Work item: Pull each line holding "APIStatusError" out of the entries below.

Dataset entries:

* * * * * * * * *

PR #854, opened 2025-01-31
feat(client): add more status exceptions

andjsmi:
Related issue: https://github.com/anthropics/anthropic-sdk-python/issues/853

This PR adds the exception codes mentioned in 

- https://docs.anthropic.com/en/api/errors
- https://cloud.google.com/vertex-ai/generative-ai/docs/model-reference/api-errors
- https://docs.aws.amazon.com/bedrock/latest/APIReference/API_runtime_InvokeModel.html#API_runtime_InvokeModel_Errors

The main motivation is allowing for easier handling if an API provider throws a 503/529 to indicate overload as it allows for an application to have retry logic built in easier.

PR #1244, opened 2026-03-14
fix(client): AsyncAnthropic._make_status_error missing 529 and 413 cases

stephen:
## What

`AsyncAnthropic._make_status_error` is missing the `529 → OverloadedError` and `413 → RequestTooLargeError` cases that the sync `Anthropic._make_status_error` has. So for async users:

- HTTP 529 raises `InternalServerError` (falls through to the `>= 500` catch-all) instead of `OverloadedError`
- HTTP 413 raises the base `APIStatusError` instead of `RequestTooLargeError`

This PR copies the two missing `if` arms from the sync method into the async one, and adds a parametrized parity test so the two copies can't drift silently again.

## Origin

#854 (commit b87dcf12, merged 2025-02-19) added these two cases to the sync client at `_client.py` L257. The diff in that PR is a single hunk touching only the sync method — the async copy further down in the same file was missed. Still the case on `main` today:

```
sync   L285: if response.status_code == 529: return OverloadedError(...)
async  L522: if response.status_code >= 500: return InternalServerError(...)   # no 529 check
```

## Verification

Ran the new parity test against current `main` — it fails on exactly 413 and 529:

```
FAIL 413: sync=RequestTooLargeError         async=APIStatusError
FAIL 529: sync=OverloadedError              async=InternalServerError
```

and passes with the fix applied.

### DIFF
--- a/src/anthropic/_client.py
+++ b/src/anthropic/_client.py
@@ -513,11 +513,17 @@ class AsyncAnthropic(AsyncAPIClient):
         if response.status_code == 409:
             return _exceptions.ConflictError(err_msg, response=response, body=body)
 
+        if response.status_code == 413:
+            return _exceptions.RequestTooLargeError(err_msg, response=response, body=body)
+
         if response.status_code == 422:
             return _exceptions.UnprocessableEntityError(err_msg, response=response, body=body)
 
         if response.status_code == 429:
             return _exceptions.RateLimitError(err_msg, response=response, body=body)
+
+        if response.status_code == 529:
+            return _exceptions.OverloadedError(err_msg, response=response, body=body)
 
         if response.status_code >= 500:
             return _exceptions.InternalServerError(err_msg, response=response, body=body)
--- a/tests/test_client.py
+++ b/tests/test_client.py
@@ -112,6 +112,22 @@ def _get_open_connections(client: Anthropic | AsyncAnthropic) -> int:
     return len(pool._requests)
 
 
+@pytest.mark.parametrize("status_code", [400, 401, 403, 404, 409, 413, 422, 429, 500, 503, 529])
+def test_make_status_error_sync_async_parity(status_code: int) -> None:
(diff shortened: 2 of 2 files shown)


alvinttang (commented):
## Code Review

Good catch — the sync/async parity gap is a real bug. The fix and the parametrized parity test are both clean.

### Suggestion: The parity test should also cover future status codes

The test hardcodes the status code list:

```python
@pytest.mark.parametrize("status_code", [400, 401, 403, 404, 409, 413, 422, 429, 500, 503, 529])
```

If someone adds a new status code handler to the sync client in the future, this test won't catch the omission from the async client unless the new code is also added to the parametrize list. Consider making the test more robust by dynamically discovering all handled status codes, e.g.:

```python
import re, inspect

def _extract_status_codes(method):
    """Extract all status codes checked in _make_status_error."""
    source = inspect.getsource(method)
    return set(int(m) for m in re.findall(r'status_code\s*==\s*(\d+)', source))

def test_sync_async_handle_same_status_codes():
    sync_codes = _extract_status_codes(Anthropic._make_status_error)
    async_codes = _extract_status_codes(AsyncAnthropic._make_status_error)
    assert sync_codes == async_codes, f"Sync has {sync_codes - async_codes} extra, async has {async_codes - sync_codes} extra"
```

This way the test is self-maintaining and catches any future drift automatically without needing to update the parametrize list.

### Nit: 529 placement relative to the `>= 500` catch-all

The `529` check is correctly placed **before** the `>= 500` catch-all, matching the sync client. Worth adding a brief code comment noting why the ordering matters (529 would otherwise fall through to `InternalServerError`), since this exact ordering issue is what caused the original bug.

cameron-mcateer (approved):

localden (approved):

felixfbecker (approved):

karpetrosyan:
@cameron-mcateer @localden I think we already have this fix in the next branch, I've commited it ~week ago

* * * * * * * * *

Answer to this task:
- HTTP 413 raises the base `APIStatusError` instead of `RequestTooLargeError`
FAIL 413: sync=RequestTooLargeError         async=APIStatusError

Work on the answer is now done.